The company official further stated that development process which will 
begin in India will result in engineers developing source codes which 
will be electronically transmitted to the United States for further 
modification, stamping and distribution to customers.
    The sophistication of the work involved is not an issue in 
ascertaining whether the petitioning workers are eligible for trade 
adjustment assistance, but rather only whether they produced an article 
within the meaning of section 222 of the Trade Act of 1974.
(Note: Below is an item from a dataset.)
PR #3180, opened 2026-08-18
perf(studio): derive collection thumbnail fallback in SQL for localised sitemap

dcshzj:
### 📊 PR diff breakdown

|---|---|---|---|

    Software design, developing and coding are not considered 
production of an article within the meaning of Section 222 of the Trade 
Act. Petitioning workers do not produce an ``article'' within the 
meaning of the Trade Act of 1974. Formatted electronic software and 
codes are not tangible commodities, that is, marketable products, and 
they are not listed on the Harmonized Tariff Schedule of the United 
States (HTS), as classified by the United States International Trade 
Commission (USITC), Office of Tariff Affairs and Trade Agreements, 
which describes articles imported to the United States.
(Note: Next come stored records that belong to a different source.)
PR #3183, opened 2026-08-18
ci: build and publish isomer-components to S3 cache on deploy

seaerchin:
### 📊 PR diff breakdown

|---|---|---|---|
| ⚙️ App | 5 | +346 | -100 |
| 🧪 Test | 0 | +0 | -0 |
| 📄 Doc | 0 | +0 | -0 |
| 🚫 Ignore | 0 | +0 | -0 |

### 📊 PR diff breakdown

| Bucket | Files | +Lines | \-Lines |
| -- | -- | -- | -- |
| ⚙️ App | 5 | +340 | \-100 |
| 🧪 Test | 0 | +0 | \-0 |
| 📄 Doc | 0 | +0 | \-0 |
| 🚫 Ignore | 0 | +0 | \-0 |

## Problem

Closes [ISOM-2360](https://linear.app/ogp/issue/ISOM-2360/set-up-release-pipeline-to-publish-components-and-reduce-reliance-on)

The `@opengovsg/isomer-components` dist bundle is currently only built as a side effect of whichever per-site CodeBuild publish job happens to run first after a components version bump — `tooling/build/scripts/publisher.sh` builds it and caches it to S3 only if the shared S3 cache doesn't already have an entry for the current commit. That means the build (and the latency of building it) is entirely dependent on site-publish traffic, and there's no way to pre-warm the cache from GitHub itself.

## Solution

Added `.github/workflows/build-components.yml`, a new reusable workflow (`workflow_dispatch` for manual/backfill runs, `workflow_call` for wiring into other workflows) that ports the relevant parts of `publisher.sh`'s dependency and `isomer-components` caching logic:

* Resolves the `opengovsg/isomer` ref to build (an….. explicit input, or the latest release tag) and checks it out.
* Assumes the caller-supplied AWS role and installs pnpm with a project-local store (matching `publisher.sh`'s own setup), so the S3-cached pnpm store tarball stays self-contained.
* Computes the same cache key `publisher.sh` used (the release tag alone for auto-resolved tags, or `<ref>-<short-sha>` for an explicitly-passed ref) so this workflow and the existing CodeBuild site-publish jobs land in the exact same S3 cache locations and don't collide or duplicate work.
* Fetches or installs the pnpm dependency store, then fetches or builds the `isomer-components` dist tarball, publishing it to the shared S3 cache bucket.

Wired this into a new `build_components` job in `deploy_production.yml`, `deploy_staging.yml`, and `deploy_uat.yml`, each pointing at that environment's existing AWS account/role (reusing the same ones the app-deploy job in the same file already uses) and its own `isomer-next-infra-<env>-sites-cache-bucket-private-*` bucket. This job runs independently of (in parallel with, not blocking) the existing app-deploy job in each file, since publishing `isomer-components` to cache has nothing to do with deploying the Studio app itself.

Net effect: a components version bump gets built and cached from GitHub on every deploy, so the next site publish that needs it hits a warm cache instead of building it inline.

**Breaking Changes**

  * Details ...

**Features**:

* New reusable `build-components.yml` workflow that builds and caches `@opengovsg/isomer-components` to the shared S3 cache bucket, callable manually or from another workflow.

**Improvements**:

* `deploy_production.yml`, `deploy_staging.yml`, `deploy_uat.yml` each gain a `build_components` job so every deploy also pre-warms the components cache for that environment, reducing reliance on a site-publish job being the one to build it.

**Bug Fixes**:

* None.

## Before & After Screenshots

**BEFORE**:

**AFTER**:

## Tests

* `actionlint` passes clean on all four changed workflow files.
* Recommend a manual `workflow_dispatch` run of `build-components.yml` against staging's role/bucket before relying on the automatic hookup, to confirm the assumed role has the S3 permissions this job needs (`s3:GetObject`/`s3:PutObject` on the cache bucket) — this wasn't verifiable locally since it requires real AWS credentials.
* After merge, confirm the `build_components` job succeeds on the next push to `staging` before trusting it on `production`/`uat`.

**New scripts**:

* None.

**New dependencies**:

* None.

**New dev dependencies**:

* None.

<details><summary>Greptile Summary</summary>

The PR moves production repository preparation into a reusable GitHub workflow and updates CodeBuild publishing to consume the resulting S3 archive.

* Adds environment-specific deploy jobs that populate the shared repository cache.
* Archives an installed checkout under the layout expected by the site publisher.
* Uses an embedded release ref to key downstream components-dist artifacts.

</details>

<details><summary>Confidence Score: 3/5</summary>

The PR is not yet safe to merge because it still leaves the first components build to a site publication and permits older release jobs to overwrite the latest repository cache.

The GitHub workflow never publishes the release-keyed components dist that its consumer requests, and independently grouped release jobs can complete out of order while writing the same mutable S3 object.

**Files Needing Attention:** .github/workflows/build-components.yml, .github/workflows/deploy_production.yml, tooling/build/scripts/publisher.sh

</details>

<details><summary>Important Files Changed</summary>

| Filename | Overview |
| -- | -- |
| .github/workflows/build-components.yml | Adds repository archive publication, but omits components-dist prewarming and writes concurrent releases to one mutable latest key. |
| tooling/build/scripts/publisher.sh | Consumes the repository archive and fixes static dist keying, but still performs the first components build and accepts whichever release occupies the latest key. |
| .github/workflows/deploy_production.yml | Adds the reusable cache job, with per-release concurrency groups that do not serialize writes across release tags. |
| .github/workflows/deploy_staging.yml | Adds the reusable cache job; branch-scoped workflow concurrency prevents overlapping staging pushes. |
| .github/workflows/deploy_uat.yml | Adds the reusable cache job for UAT using the environment-specific role and bucket. |

</details>

<details><summary>Sequence Diagram</summary>

```mermaid
sequenceDiagram
    participant R1 as Older release workflow
    participant R2 as Newer release workflow
    participant S3 as S3 latest cache
    participant Site as Site CodeBuild
    R1->>R1: Install dependencies only
    R2->>R2: Install dependencies only
    R2->>S3: Upload newer isomer.tar.zst
    R1->>S3: Upload older isomer.tar.zst last
    Site->>S3: Download isomer/latest/isomer.tar.zst
    S3-->>Site: Older repository archive
    Site->>S3: Fetch release-keyed components dist
    alt Dist missing
        Site->>Site: Build isomer-components inline
    end
```

</details>

Fix all with Greploop Fix All in Claude Code Fix All in Cursor Fix All in Conductor

<details><summary>Prompt To Fix All With AI</summary>

```markdown
### Issue 1
.github/workflows/build-components.yml:97
**Components dist is never prewarmed**

When the first production site publication runs for an uncached release, this workflow has installed dependencies but has not built or uploaded `isomer-components-dist.tar.zst`, so `publisher.sh` still compiles the components package inline and retains the latency and site-publish dependency this workflow is intended to eliminate.

### Issue 2
.github/workflows/build-components.yml:129-130
**Latest archive permits stale overwrite**

If two production releases overlap and the older job uploads last, both jobs write to the same `isomer/latest/isomer.tar.zst` object without cross-release serialization or release validation, causing subsequent site publications to extract and publish the older repository.

---

For each issue above, determine whether it is valid and should be fixed. If so, fix it directly.
```

</details>

Reviews (5): Last reviewed commit: ["chore: fix code review findings"](<https://github.com/opengovsg/isomer/commit/cbd65d04948f56aa0911415c267e613a1f386fd0>) | [Re-trigger Greptile](<https://app.greptile.com/api/retrigger?id=54300185>)

> Greptile also left **2 inline comments** on this PR.

### DIFF
--- a/.github/workflows/build-components.yml
+++ b/.github/workflows/build-components.yml
@@ -75,14 +75,17 @@ jobs:
           pnpm config set store-dir .pnpm-store --location project
 
       - name: Install pnpm dependencies
-        run: pnpm install --frozen-lockfile
+        run: pnpm install --frozen-lockfile --filter isomer-base-template...
 
       # Shared S3 cache (same bucket/prefix pattern is used by multiple CodeBuild projects).
-      # Rather than caching the pnpm store and a built dist separately, archive the whole
-      # repository (source + node_modules) as a single tarball so downstream per-site
-      # CodeBuild projects can pull it down instead of cloning/installing themselves.
+      # Archived as two separate tarballs so downstream per-site CodeBuild projects can pull
+      # them down instead of cloning/installing themselves:
+      #   1. isomer.tar.zst - the repository itself (source only, no node_modules/.pnpm-store).
+      #   2. isomer-pnpm-store.tar.zst - the project-local pnpm store, cached separately since
+      #      restoring it doesn't touch the repository and it's what publisher.sh's install
+      #      step actually needs to relink node_modules without hitting the registry.
       #
-      # publisher.sh (the consumer) downloads this from isomer/latest/isomer.tar.zst, extracts it with
+      # publisher.sh (the consumer) downloads isomer.tar.zst from isomer/latest/, extracts it with
       # `tar --use-compress-program=zstd -xf`, then `cd isomer/` - mirroring what
       # `git clone .../isomer.git` would have produced. So the archive must be
       # zstd-compressed and rooted at an `isomer/` directory, not the bare working tree.
@@ -102,6 +105,7 @@ jobs:
           }
 
           REPO_TGZ="isomer.tar.zst"
+          STORE_TGZ="isomer-pnpm-store.tar.zst"
           # publisher.sh's production path only ever reads isomer/latest/. This branch
           # exists so a manual/test workflow_dispatch of *this* workflow (passing an
           # explicit ref) writes to its own prefix instead of clobbering isomer/latest/
@@ -111,13 +115,13 @@ jobs:
           # workflow produced for that branch instead of re-cloning from scratch, and
           # only falls back to a fresh git clone if no such archive was published.
           if [ -n "$REQUESTED_REF" ]; then
-            REPO_CACHE_PATH="s3://$S3_CACHE_BUCKET_NAME/isomer/refs/$REQUESTED_REF/$REPO_TGZ"
+            CACHE_PREFIX="s3://$S3_CACHE_BUCKET_NAME/isomer/refs/$REQUESTED_REF"
           else
-            REPO_CACHE_PATH="s3://$S3_CACHE_BUCKET_NAME/isomer/latest/$REPO_TGZ"
+            CACHE_PREFIX="s3://$S3_CACHE_BUCKET_NAME/isomer/latest"
           fi
+          REPO_CACHE_PATH="$CACHE_PREFIX/$REPO_TGZ"
+          STORE_CACHE_PATH="$CACHE_PREFIX/$STORE_TGZ"
 
-          echo "Archiving repository..."
-          start_time=$(date +%s)
           # Record the resolved ref inside the archive so publisher.sh's production
           # path - which has no branch input and no .git to inspect - can key its
           # isomer-components dist cache by the actual release instead of a fixed
@@ -129,12 +133,26 @@ jobs:
           # directory itself and `ln -s` would fail with "File exists".
           ARCHIVE_STAGING=$(mktemp -d)
           ln -s "$(pwd)" "$ARCHIVE_STAGING/isomer"
-          tar --exclude=.git -h --use-compress-program="zstd -6" -cf "$ARCHIVE_STAGING/$REPO_TGZ" -C "$ARCHIVE_STAGING" isomer
+
+          echo "Archiving repository..."
+          start_time=$(date +%s)
+          tar --exclude=.git --exclude=node_modules --exclude=.pnpm-store -h --use-compress-program="zstd -6" -cf "$ARCHIVE_STAGING/$REPO_TGZ" -C "$ARCHIVE_STAGING" isomer
           calculate_duration $start_time
 
           echo "Uploading repository archive to S3..."
           start_time=$(date +%s)
           aws s3 cp --only-show-errors "$ARCHIVE_STAGING/$REPO_TGZ" $REPO_CACHE_PATH
-          rm -rf "$ARCHIVE_STAGING"
           echo "Uploaded repository archive"
+          calculate_duration $start_time
+
+          echo "Archiving pnpm store..."
+          start_time=$(date +%s)
+          tar --use-compress-program="zstd -6" -cf "$ARCHIVE_STAGING/$STORE_TGZ" .pnpm-store
+          calculate_duration $start_time
+
+          echo "Uploading pnpm store archive to S3..."
+          start_time=$(date +%s)
+          aws s3 cp --only-show-errors "$ARCHIVE_STAGING/$STORE_TGZ" $STORE_CACHE_PATH
+          rm -rf "$ARCHIVE_STAGING"
+          echo "Uploaded pnpm store archive"
           calculate_duration $start_time
--- a/.github/workflows/build-components.yml
+++ b/.github/workflows/build-components.yml
@@ -10,25 +10,6 @@ name: Build and publish site
 # repository (source + node_modules) to S3, which downstream per-site
 # CodeBuild projects pull down instead of cloning/installing themselves.
 on:
-  workflow_dispatch:
-    inputs:
-      aws-region:
-        description: "AWS region to use"
-        required: true
-        default: "ap-southeast-1"
-        type: string
-      cicd-role:
-        description: "AWS IAM role to assume by GitHub action runner"
-        required: true
-        type: string
-      s3-cache-bucket-name:
-        description: "S3 bucket used to cache the pnpm store and isomer-components dist between builds (same bucket/prefix pattern as the CodeBuild projects)"
-        required: true
-        type: string
-      isomer-build-repo-branch:
-        description: "Git ref (tag or branch) of opengovsg/isomer to build. Leave empty to use the latest release tag."
-        required: false
-        type: string
   workflow_call:
     inputs:
       aws-region:
--- a/.github/workflows/build-components.yml
+++ b/.github/workflows/build-components.yml
@@ -1,0 +1,181 @@
+name: Build and publish site
+
+# Migrated from tooling/build/scripts/publisher.sh, which used to run as the
+# entrypoint of a per-site AWS CodeBuild project. CodeBuild supplied SITE_NAME /
+# S3_BUCKET_NAME / CLOUDFRONT_DISTRIBUTION_ID / S3_CACHE_BUCKET_NAME etc. as
+# project-level env vars; those become workflow_dispatch inputs here. The
+# git-clone-from-scratch step becomes actions/checkout; the S3 pnpm-store/dist
+# tarball caching is otherwise kept as-is.
+on:
+  workflow_dispatch:
+    inputs:
+      aws-region:
+        description: "AWS region to use"
+        required: true
+        default: "ap-southeast-1"
+        type: string
+      aws-account-id:
+        description: "AWS account ID to use"
+        required: true
+        type: string
+      cicd-role:
+        description: "AWS IAM role to assume by GitHub action runner"
+        required: true
+        type: string
+      s3-cache-bucket-name:
+        description: "S3 bucket used to cache the pnpm store and isomer-components dist between builds (same bucket/prefix pattern as the CodeBuild projects)"
+        required: true
+        type: string
+      isomer-build-repo-branch:
+        description: "Git ref (tag or branch) of opengovsg/isomer to build. Leave empty to use the latest release tag."
+        required: false
+        type: string
+  workflow_call:
+    inputs:
+      aws-region:
+        description: "AWS region to use"
+        required: false
+        default: "ap-southeast-1"
+        type: string
+      aws-account-id:
+        description: "AWS account ID to use"
+        required: true
+        type: string
+      cicd-role:
+        description: "AWS IAM role to assume by GitHub action runner"
+        required: true
+        type: string
+      s3-cache-bucket-name:
+        description: "S3 bucket used to cache the pnpm store and isomer-components dist between builds (same bucket/prefix pattern as the CodeBuild projects)"
+        required: true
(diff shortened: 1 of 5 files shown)


adriangohjw:
## 🤖 Automated code review

**Effort level:** medium

- **[High][Correctness]** `.github/workflows/build-components.yml:123-181` — The S3-cached `.pnpm-store` and `isomer-components` dist tarballs are downloaded but never extracted, so the caching this PR adds is a functional no-op. In "Install pnpm dependencies" (lines 123-150), `aws s3 cp ... $TEMPLATE_DEPS_TGZ || true` fetches the cached store, but no `tar -x` follows before `pnpm install --frozen-lockfile` runs unconditionally (line 141) — the download is discarded and immediately overwritten by an unconditional re-tar+upload (lines 144-149). The same pattern repeats in "Build isomer-components dist" (lines 154-181): the cached dist tarball is downloaded (line 169) but never extracted, and `pnpm --filter @opengovsg/isomer-components run build` (line 172) always does a full rebuild. The original `tooling/build/scripts/publisher.sh` this replaces (lines 70-96, 102-125) wraps the same download in `if [ -f $TGZ ]; then tar -xf ...; else install/build && re-cache; fi` — that branch was dropped in the migration. As written, every run does a full cold install and full rebuild regardless of cache contents, so the cache adds S3/network overhead without ever producing a speedup, undermining the PR's own goal.

- **[Medium][Security]** `.github/workflows/build-components.yml` (inputs at lines 17-28) + `deploy_production.yml:58`, `deploy_staging.yml:63`, `deploy_uat.yml:56` — The new `build_components` job reuses the exact same `cicd-role` ARN as the sibling app-deploy job in each file (verified identical across all three: e.g. `isomer-next-infra-prod-deploy-role`, which `aws_deploy.yml` uses for ECR login and ECS/CodeDeploy), even though `build_components` only needs S3 `GetObject`/`PutObject` on a cache bucket. Combined with `build-components.yml`'s `workflow_dispatch` trigger, which exposes `aws-account-id`/`cicd-role`/`s3-cache-bucket-name` as unrestricted free-text inputs alongside an arbitrary `isomer-build-repo-branch` to check out and build, any repo collaborator able to dispatch workflows could manually run this workflow with the production role ARN and a branch of their choosing — `pnpm install`/`pnpm run build` would then execute that branch's (or its dependencies') scripts while holding credentials scoped for full production ECR/ECS/CodeDeploy access, well beyond what this job needs. Consider a scoped-down role limited to the specific cache bucket/prefix.

- **[Low][Style]** `deploy_production.yml:53`, `deploy_staging.yml:58`, `deploy_uat.yml:51` — Job display name `"Build and publish components "` has a trailing space, duplicated identically in all three files. Cosmetic only.

adriangohjw (commented):
question: instead of publishing this, it better to zip the entire repo and upload it so we can download it from our own s3 in publisher.sh instead of using git clone? this approach does not remove the need to git clone (since it still requires the tooling/template repo), which is the root issue we are addressing of being reliant on github

seaerchin:
> question: instead of publishing this, it better to zip the entire repo and upload it so we can download it from our own s3 in publisher.sh instead of using git clone? this approach does not remove the need to git clone (since it still requires the tooling/template repo), which is the root issue we are addressing of being reliant on github

@adriangohjw wdyt about this approach:

on new release, we upload to 2 locations in s3: `/<version_tag>/isomer` and `/latest/isomer`, where `latest` is always assumed to be the latest release

this allows us to omit the extra step of doing
```
  ISOMER_BUILD_REPO_BRANCH=$(git ls-remote --tags --sort='v:refname' https://github.com/opengovsg/isomer.git | tail -n1 | awk '{print $2}' | sed -E 's|refs/tags/||; s/\^.*$//')
  IS_USING_RELEASE_TAG=true
```

for production builds

adriangohjw:
@seaerchin oh the failure point is less of here but the downstream part https://github.com/opengovsg/isomer/blob/45a0a80e1737ad930bf8fa5ab2e210d0e9e97db7/tooling/build/scripts/publisher.sh#L32

or do you mean `/<version_tag>/isomer` is the repo itself?

seaerchin:
@adriangohjw i meant this: 

> or do you mean /<version_tag>/isomer is the repo itself?

so our entry point is always `/latest/isomer` (assumed latest version tag; our release script handles uploading)

.github/workflows/build-components.yml
```diff
@@ -0,0 +1,156 @@
...
+            end_time=$(date +%s)
+            echo "Time taken: $((end_time - start_time)) seconds"
+          }
+
+          REPO_TGZ="isomer-repo.tar.zst"
+          REPO_CACHE_PATH="s3://$S3_CACHE_BUCKET_NAME/isomer/latest/$REPO_TGZ"
+
+          echo "Archiving repository..."
+          start_time=$(date +%s)
+          tar --exclude=.git --use-compress-program="zstd -6" -cf $REPO_TGZ .
```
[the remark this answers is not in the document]
adriangohjw: @greptileai use ascii diagram to draw the flow on how this issue can occur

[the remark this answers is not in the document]
seaerchin: oops, updating to use `zst` for efficiency

.github/workflows/build-components.yml
```diff
@@ -0,0 +1,154 @@
...
+            end_time=$(date +%s)
+            echo "Time taken: $((end_time - start_time)) seconds"
+          }
+
+          REPO_TGZ="isomer.tar.zst"
+          # publisher.sh's production path only ever reads isomer/latest/. Manual/test
+          # dispatches with an explicit ref get their own prefix so they can never
+          # clobber the artifact a concurrent real deploy is about to consume.
+          if [ -n "$REQUESTED_REF" ]; then
+            REPO_CACHE_PATH="s3://$S3_CACHE_BUCKET_NAME/isomer/refs/$REQUESTED_REF/$REPO_TGZ"
```
dcshzj: question(non-blocking): a bit confused, how come we are doing this when the publisher.sh doesn't reference it, it seems like we are still doing the `git clone` on publisher.sh's line 25

.github/workflows/build-components.yml
```diff
@@ -0,0 +1,154 @@
...
+          # isomer-components dist cache by the actual release instead of a fixed
+          # string, which would otherwise never invalidate across releases.
+          echo "$RESOLVED_REF" > .isomer-release-ref
+          # Stage the rename-symlink in a fresh temp dir rather than the checkout's
+          # parent: actions/checkout's default workspace path is
+          # /home/runner/work/isomer/isomer, so "../isomer" there is the checkout
+          # directory itself and `ln -s` would fail with "File exists".
+          ARCHIVE_STAGING=$(mktemp -d)
+          ln -s "$(pwd)" "$ARCHIVE_STAGING/isomer"
+          tar --exclude=.git -h --use-compress-program="zstd -6" -cf "$ARCHIVE_STAGING/$REPO_TGZ" -C "$ARCHIVE_STAGING" isomer
```
dcshzj: issue: I'm not too familiar with pnpm's internals but I recall they do some sort of symlink, which I think might break when doing the tar. Trouble you to double check this!

.github/workflows/deploy_staging.yml
```diff
@@ -53,3 +53,11 @@ jobs:
       posthog-host: "https://rpfs.isomer.gov.sg"
       posthog-assets-host: "https://us-assets.i.posthog.com"
       posthog-project-token: "phc_uZuYdUk5MvkoNAzxvh9TXdGXXjSL684XAHBjR5r74Ra8"
+
+  build_components:
```
dcshzj, line 57: nit: btw staging and UAT do not use the default branch (they both set `ISOMER_BUILD_REPO_BRANCH`), so the publisher.sh would not retrieve the tar that is being uploaded here.

We either skip building components for staging/UAT, or wire it in some way that publisher.sh treats these the `staging` branch as the main branch on the staging env, and vice versa for the `uat` branch.

seaerchin: yeap that is correct. that is because they do not reference the same commit hash and is the intended design. 

the fallback behaviour is the current behaviour, to clone the repo then get the built deps from s3

.github/workflows/build-components.yml
seaerchin: the flow is as follows: 

```sh
# if not set, assume this is production - fetch from cache 
if [ -z "$ISOMER_BUILD_REPO_BRANCH" ]; then
  aws s3 cp --only-show-errors s3://"$S3_CACHE_BUCKET_NAME"/isomer/latest/isomer.tar.zst .
  tar --use-compress-program=zstd -xf isomer.tar.zst
  cd isomer/
else
  # fallback to existing behaviour to clone the existig repo
  git clone --depth 1 --branch "$ISOMER_BUILD_REPO_BRANCH" https://github.com/opengovsg/isomer.git
```

.github/workflows/build-components.yml
seaerchin: this works because -h follows symlinks but j realised pnpm has its own pnpm pack so will use rhat instead

.github/workflows/build-components.yml
dcshzj: Uh huh, it is only using the `latest` folder, so anything in `refs` are not used

seaerchin: ah gotcha - i can delete this chunk of code; initially was meant to store at `/ref/<ref>/isomer` but kept it simple.

i did this initially because i wanted to have the ability to trigger `workflow_call` (ie manually) without writing to `latest` - lmk if you wanna keep or delete

seaerchin:
tbvh the claude written code on `publisher.sh` is semi complicated, lmk if want a rework but basically:

at deploy time (release etc) 
1. repo is always stored at `/latest`
2. content store is always uploaded to triggering github hash 

at build time (site builds) 
1. check if repo is stored at `/latest` if no build branch set
2. otherwise, fetch from `/build_branch` 
3. (redo the same for others)

seaerchin:
@greptileai thanks

.github/workflows/build-components.yml
```diff
@@ -0,0 +1,180 @@
...
+          pnpm config set store-dir .pnpm-store --location project
+
+      - name: Install pnpm dependencies
+        run: pnpm install --frozen-lockfile --filter isomer-base-template...
+
+      # publisher.sh's per-site builds each need this dist (packages/components/dist is
+      # gitignored, so it isn't in the repository archive below); building it once here
+      # instead of once per site is the whole point of centralizing this in CI.
+      - name: Build isomer-components
+        run: pnpm --filter @opengovsg/isomer-components run build
```
dcshzj, line 87: issue: hmm might need to verify but cos of this filter, only dependencies declared in the components package are captured in the pnpm store, so additional dependencies in `@isomer/db` or in the template may not be captured

dcshzj (approved):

    To be listed in the HTS, an article would be subject to a duty on 
the tariff schedule and have a value that makes it marketable, fungible 
and interchangeable for commercial purposes. Although a wide variety of 
tangible products are described as articles and characterized as 
dutiable in the HTS, informational products that could historically be 
sent in letter form and that can currently be electronically 
transmitted, are not listed in the HTS. Such products are not the type 
of employment work products that customs officials inspect and that the 
TAA program was generally designed to address.
    The petitioner also alleges that imports impacted layoffs, 
asserting that because workers lost their jobs due to a transfer of job 
functions to India, petitioning workers should be considered import 
impacted.
    The petitioning worker group is not considered to have engaged in 
production, thus any foreign transfer of their job duties is irrelevant 
within the context of eligibility for trade adjustment assistance.
    Finally, the petitioner alleges that the workers of the subject 
firm meet the requirements for TAA on the basis that ``workers' 
separation was caused by a reduced demand for services from a parent 
firm.''
    The petitioner should note that this criterion applies to a workers 
group only when their separations are caused by a reduced demand for 
their services from a parent or controlling firm or subdivision whose 
workers produce an article and who are currently under certification 
for TAA. The investigation revealed no such affiliations.

Conclusion

    After review of the application and investigative findings, I 
conclude that there has been no error or misinterpretation of the law 
or of the facts which would justify reconsideration of the Department 
of Labor's prior decision. Accordingly, the application is denied.

    Signed at Washington, DC, this 6th day of February, 2004.
Elliott S. Kushner,
Certifying Officer, Division of Trade Adjustment Assistance.